**Task input**
——
Issue #214, opened 2017-12-27
Add spec linting


yonaskolb:
This would run the current validator (which highlights errors), but also a seperate linting phase that would provide suggestions on how to simplify the spec using all it's features eg. use the `deploymentTarget` instead of setting `IPHONEOS_DEPLOYMENT_TARGET`

yonaskolb:
This could have a fixit mode that automatically applied suggestions

Lutzifer:
Almost 5 Years later: Is there something like this? I just spent 2 hours debugging, because my dependencies were indented one level too deep...

yonaskolb:
This doesn't exist yet, but I image it would share some code with what's needed in the migration command https://github.com/yonaskolb/XcodeGen/pull/735

PR #402, opened 2018-09-14
Allow specifying run script and copy files phase ordering

### LINKED ISSUE #400: Should allow specifying ordering of copy files phases
From Xcode 10 release notes:

> While a target is performing post-compilation build steps, such as linking and code signing, Xcode’s new build system will begin compiling sources from targets that depend on that target, to improve build speed by using more of your available processor cores. This compilation will not start until any “Run Script” phases from the target have completed. (38772619)

We should allow specifying of the ordering of copy file phases. Scripts will block the compilation of a dependent target, while copy files ~~(probably)~~ doesn't. Being able to determine the order of these can improve build times, but also impact correctness of a build. The copy files phase might have to come before a post-build run script or even before Compile Sources, in order to allow dependent targets to compile correctly.

brentleyjones:
Fixes #400.

- Allows specifying run scripts to run immediately after the Compile Sources phase (which should be used instead of `postbuildScripts` 99% of the time).
- Allows specifying copy files phases to be run before the Compile Sources phase
    - Adjusts modulemap and static library heady copy files phases to be run pre Compile Sources
    - Adjusts the Carthage copy-frameworks to be run sooner


Sources/ProjectSpec/TargetSource.swift
```diff
@@ -119,6 +133,7 @@ public struct TargetSource: Equatable {
         self.type = type
         self.optional = optional
         self.buildPhase = buildPhase
+        self.headerVisibility = headerVisibility
```
brentleyjones: I noticed this wasn't being properly set. Didn't necessarily intend to commit it with this.

Sources/XcodeGenKit/SourceGenerator.swift
```diff
@@ -194,7 +195,8 @@ class SourceGenerator {
                 guard targetType == .staticLibrary else { return nil }
                 return .copyFiles(TargetSource.BuildPhase.CopyFilesSettings(
                     destination: .productsDirectory,
-                    subpath: "include/$(PRODUCT_NAME)"
+                    subpath: "include/$(PRODUCT_NAME)",
+                    phaseOrder: .preCompile
```
brentleyjones: This being `.preCompile` is a prime example of why these changes are needed.

brentleyjones:
Even with these changes the new build system is broken. That doesn't make these changes not needed though. Eventually Xcode 10 will be fixed, but being fixed will still warrant these changes.

toshi0383:
@brentleyjones 

> which should be used instead of postbuildScripts 99% of the time

Question: What do you expect for remaining 1% of them?

Also I think `sources`'s `buildPhase` structure is getting too complicated. It should look as same as we see on Xcode.
Ideally I expect a format like this.

```yml
        buildPhase:
          copyFiles:
            destination: productsDirectory
            subpath: include
          compile:      // <- This simply makes the processing order clearer.
          runScript:
            path: my-script.sh
```

brentleyjones:
> Question: What do you expect for remaining 1% of them?

When you want to post-process something that has been copied into the products folder (like adjusting application icons for debug versus releases).

Sources/ProjectSpec/TargetSource.swift
yonaskolb: I'm ok with it being here

Sources/ProjectSpec/Target.swift
```diff
@@ -32,6 +32,7 @@ public struct Target: ProjectTarget {
     public var directlyEmbedCarthageDependencies: Bool?
     public var requiresObjCLinking: Bool?
     public var prebuildScripts: [BuildScript]
+    public var postCompileScripts: [BuildScript]
```
yonaskolb: Now the old `prebuildScripts` and `postbuildScript` names look funny. Maybe we should update them to `preBuildScripts` and `postBuildScript`, and use the old casing as a fallback?
What do you think?

Docs/ProjectSpec.md
```diff
@@ -373,7 +376,7 @@ targets:
 
 ### Build Script
 
-Run script build phases added via **prebuildScripts** or **postBuildScripts**. They run before or after any other build phases respectively and in the order defined. Each script can contain:
+Run script build phases added via **prebuildScripts**, **postCompileScripts**, or **postBuildScripts**. They run before any other build phases, after the Compile Sources build phase, or after any other build phases respectively and in the order defined. Each script can contain:
```
yonaskolb: Now that we have 3, maybe we need to split them into explicit sections:

Run script build phases can be added at 3 different points in the build:
- **prebuildScripts**: Before any other build phases
- **postCompileScripts** After the compile sources build phase
- **postbuildScripts**: After any other build phases

Each script can contain:

Sources/ProjectSpec/Target.swift
brentleyjones: Sounds good.

brentleyjones:
@yonaskolb Care to give this another look?

Sources/ProjectSpec/Target.swift
```diff
@@ -279,8 +283,9 @@ extension Target: NamedJSONDictionaryConvertible {
         directlyEmbedCarthageDependencies = jsonDictionary.json(atKeyPath: "directlyEmbedCarthageDependencies")
         requiresObjCLinking = jsonDictionary.json(atKeyPath: "requiresObjCLinking")
 
-        prebuildScripts = jsonDictionary.json(atKeyPath: "prebuildScripts") ?? []
-        postbuildScripts = jsonDictionary.json(atKeyPath: "postbuildScripts") ?? []
+        preBuildScripts = jsonDictionary.json(atKeyPath: "preBuildScripts") ?? jsonDictionary.json(atKeyPath: "prebuildScripts") ?? []
```
yonaskolb: Makes me think the `lint` command in https://github.com/yonaskolb/XcodeGen/issues/214 could also be used to highlight deprecations

Docs/ProjectSpec.md
```diff
@@ -373,7 +377,13 @@ targets:
 
 ### Build Script
 
-Run script build phases added via **prebuildScripts** or **postBuildScripts**. They run before or after any other build phases respectively and in the order defined. Each script can contain:
+Run script build phases can be added at 3 different points in the build:
```
yonaskolb: I guess another option would be to have a single `buildScripts` array with each item having an `order` enum. Is this cleaner and more extensible? Thoughts?

Docs/ProjectSpec.md
```diff
@@ -275,6 +276,9 @@ A source can be provided via a string (the path) or an object of the form:
 			- `sharedSupport`
 			- `plugins`
 		- [ ] **subpath**: **String** - The path inside of the destination to copy the files.
+		- [ ] **phaseOrder**: **String** - When the Copy Files phase should execute in relation to other phases. This can be one of the following values:
```
yonaskolb: Does this need to be exposed to users? Would it ever be required? I'd rather keep the options we expose low. XcodeGen is supposed to remove all those sorts of decisions.

brentleyjones: I felt it should be exposed since a user could choose to have a specific set of resources copied before compilation. We currently have those covered, AFAIK, but others might have more exotic needs.

Docs/ProjectSpec.md
brentleyjones: Since we already have the two values, I think this is cleaner. These should be the only 3 spots needed. If we did any refactor I would want to be able to specify the order of all of the phases. It's hard for me to imagine how that would look, and it's probably a big enough breaking change that it would need to be part of a 2.0 release.

Docs/ProjectSpec.md
yonaskolb: I'd rather leave this out for now, and only add it if it someone has a need for it 👍

yonaskolb:
Hi @brentleyjones. Would you be able to get this branch up to date resolve the conflicts?

brentleyjones:
@yonaskolb Yeah, I'll try to get to it today 😄.

brentleyjones:
@yonaskolb Assuming tests pass, I believe this is all merged up. I also removed the ability to specify copy files phase ordering.

Docs/ProjectSpec.md
brentleyjones: @yonaskolb Coming back from WWDC I've learned that the way I'm doing module map copying currently isn't the best. While hacking through a local solution before figuring out how XcodeGen should be updated I ran into wanting to specify the phase order of the copy phase. Essentially I need to copy files before compilation. Wondering how you feel about me exposing this option now?

PR #410, opened 2018-09-26
Make validation of Xcode projects optional

jerrymarino:
Validation requires several things of the Xcode project, one being that files are already on disk. In some cases, it's useful to generate projects containing files that don't exist on disk yet. Additionally, this is useful for testing purposes, and generating projects on a machine where the files don't exist.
——
**Problem to work on**
Only the lines containing "with" are needed; copy each of them from the data.

**Output of the task**
This doesn't exist yet, but I image it would share some code with what's needed in the migration command https://github.com/yonaskolb/XcodeGen/pull/735
brentleyjones: I noticed this wasn't being properly set. Didn't necessarily intend to commit it with this.
Even with these changes the new build system is broken. That doesn't make these changes not needed though. Eventually Xcode 10 will be fixed, but being fixed will still warrant these changes.
yonaskolb: I'm ok with it being here
yonaskolb: I guess another option would be to have a single `buildScripts` array with each item having an `order` enum. Is this cleaner and more extensible? Thoughts?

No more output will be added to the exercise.